Task to carry out: Return, exactly and in full, the lines of the records below starting at the one with "2. Watch a show" and ending at the one with "- With the setting off, the", and no other lines.

#####

PR #3088, opened 2026-08-19
fix(cw): Next Up offering unavailable episodes when "Show unaired next up episodes" is off

### LINKED ISSUE #3087: [Bug]: Next Up shows unaired (no date) episodes with "show unaired next up episodes" off
### Pre-flight checks

### App version / commit

0.8.6

### Install method

GitHub Release APK

### Platform

Android TV

### Device model

Mi Box

### Android version

Android 14

### Player mode

Internal player

### Area (tag)

### Bug description
Continue Watching's Next Up offers an episode that has no air date and is marked unavailable, even with "Show unaired next up episodes" turned off in Layout settings.

Next will show unaired episode whenever the show no air date and is listed (like a mid season break)

### Steps to reproduce

Turn off "Show unaired next up episodes"  in Layout settings.

Search show Sistas, marked all watched to S10E11, note EP12 will show in next cue, even though no air date is available and content is unavailable. 

### Expected behavior

Not show in next up since the user has show unaired next up toggle off.

### Actual behavior

Shows the episode.

### Frequency

Always

### Did this work before?

Not sure

### Media details (optional)

_No response_

```shell

```

### Anything else? (optional)

_No response_

ram130:
## Summary

Two fixes in `resolveNextUpVideoFromMeta`:

1. A missing air date now counts as unaired, so it falls under the "show unaired next up episodes" setting instead of passing as aired. This matches the season-rollover branch, which already rejects a missing date.
2. Episodes with `available == false` are skipped, with a `reason=unavailable` log line.

## PR type

- [x] Critical bug fix

## Why

With the setting off, `releaseDate?.isAfter(today) == true` evaluated to false for a null date, so the same-season branch returned `true` before `showUnairedNextUp` was ever consulted. An episode with no air date could never be filtered, regardless of the setting.

Separately, next-up never read `available`, so an episode the details screen labels "Unavailable" could still be offered.

## Issue or approval

Fixes #3087

## Reproduction steps

1. Layout settings, CW  "Show unaired next up episodes" off
2. Watch a show whose next same-season episode has no `released` date and `available: false` (Sistas, next up resolves to S10E12)
3. Open Continue Watching -> S10E12 is offered

## UI / behavior impact

- [ ] No UI change
- [ ] No behavior change

## Policy check

## Scope boundaries

No skip-forward logic added. `firstOrNull` already advances to the next qualifying episode, and returns null when none qualifies, which drops the show from the row.

`hasEpisodeAired(raw, fallback = true)` has the same null-means-aired assumption and was left alone. 
## Testing

Box S, Android 14 

- With the setting off, the reported show no longer offers the dateless unavailable episode and drops off Continue Watching.
- With the setting on, unaired next-up still appears, so the toggle is unchanged in that direction.
- Added `NextUpEpisodeEligibilityTest` (5 cases: past/today/future/missing date, and availability).

Note: `:app:testFullDebugUnitTest` does not currently compile on `dev` for reasons unrelated to this PR. `TmdbCollectionSourceResolverTest`, `TrailerServiceUseTrailersGateTest`, and `TrailerServiceYouTubeSessionCacheTest` pass `Flow<TmdbSettings>` where `StateFlow` is now expected, and `SearchViewModelConcurrencyTest` is missing a `metaRepository` argument. The new test file compiles clean, but the suite cannot be run until those are fixed.

## Screenshots / Video

Not a UI change.

Bug:
cw-before
cw-details

## Breaking changes

None.

## Linked issues

Fixes #3087

### DIFF
--- a/app/src/main/java/com/nuvio/tv/ui/screens/home/HomeViewModelContinueWatching.kt
+++ b/app/src/main/java/com/nuvio/tv/ui/screens/home/HomeViewModelContinueWatching.kt
@@ -2218,9 +2218,6 @@ private const val CW_NEXT_UP_NEW_SEASON_UNAIRED_WINDOW_DAYS = 7
 internal fun isNextUpEpisodeUnaired(releaseDate: LocalDate?, today: LocalDate): Boolean =
     releaseDate == null || releaseDate.isAfter(today)
 
-// Addons report available=false for episodes they cannot serve, which is the same flag the details screen labels Unavailable.
-internal fun isNextUpEpisodeAvailable(available: Boolean?): Boolean = available != false
-
 private fun resolveNextUpVideoFromMeta(
     progress: WatchProgress,
     meta: CwMetaSummary,
@@ -2274,13 +2271,6 @@ private fun resolveNextUpVideoFromMeta(
     val todayLocal = LocalDate.now(ZoneId.systemDefault())
     val watchedEpisodeSeason = episodes[watchedIndex].season
     val nextVideo = episodes.drop(watchedIndex + 1).firstOrNull { video ->
-        if (!isNextUpEpisodeAvailable(video.available)) {
-            logNextUpDecision(
-                "skip contentId=${progress.contentId} name=${progress.name} reason=unavailable " +
-                    "seed=${seedSeason}x${seedEpisode} next=${video.season}x${video.episode}"
-            )
-            return@firstOrNull false
-        }
         val releaseDate = parseEpisodeReleaseDate(video.released)
         val isSeasonRollover = video.season != watchedEpisodeSeason
         if (isSeasonRollover) {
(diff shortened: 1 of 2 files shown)


skoruppa:
The null-date -> unaired change makes sense, let's align mobile with that too (right now it treats missing date as aired from what I see).

On the available skip though - I'd rather not hard-block on that flag. Addons misuse it all the time and release date should be enough imho

ram130:
> The null-date -> unaired change makes sense, let's align mobile with that too (right now it treats missing date as aired from what I see).
> 
> 
> 
> On the available skip though - I'd rather not hard-block on that flag. Addons misuse it all the time and release date should be enough imho 

I agree on mobile.  I'll see if I can submit a pr after this merged to align it as well. 

I'll submit a new commit with the change when I get home.

ram130:
> The null-date -> unaired change makes sense, let's align mobile with that too (right now it treats missing date as aired from what I see).
> 
> On the available skip though - I'd rather not hard-block on that flag. Addons misuse it all the time and release date should be enough imho

Dropped the available check. 

Left the null-date -> unaired change as-is. 

Checked mobile — WatchingPolicies.shouldSurfaceNextEpisode has the same thing. The same-season branch ends in isReleasedBy -> isEpisodeReleaseAired(...) ?: true, while the season-rollover branch uses isExplicitlyReleasedBy -> ?: false. 

I'll open a PR there after this merges.

One question while I'm in there: mobile does gate on available (isReleasedBy returns false when available is false, plus the !available branch). Do you want that removed for consistency with this PR, or left as is?

ram130:
Confirmed mobile operating the same.  Don't think a pr is needed for mobile. This will bring it to parity.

#####

Written response:
2. Watch a show whose next same-season episode has no `released` date and `available: false` (Sistas, next up resolves to S10E12)
3. Open Continue Watching -> S10E12 is offered

## UI / behavior impact

- [ ] No UI change
- [ ] No behavior change

## Policy check

## Scope boundaries

No skip-forward logic added. `firstOrNull` already advances to the next qualifying episode, and returns null when none qualifies, which drops the show from the row.

`hasEpisodeAired(raw, fallback = true)` has the same null-means-aired assumption and was left alone. 
## Testing

Box S, Android 14 

- With the setting off, the reported show no longer offers the dateless unavailable episode and drops off Continue Watching.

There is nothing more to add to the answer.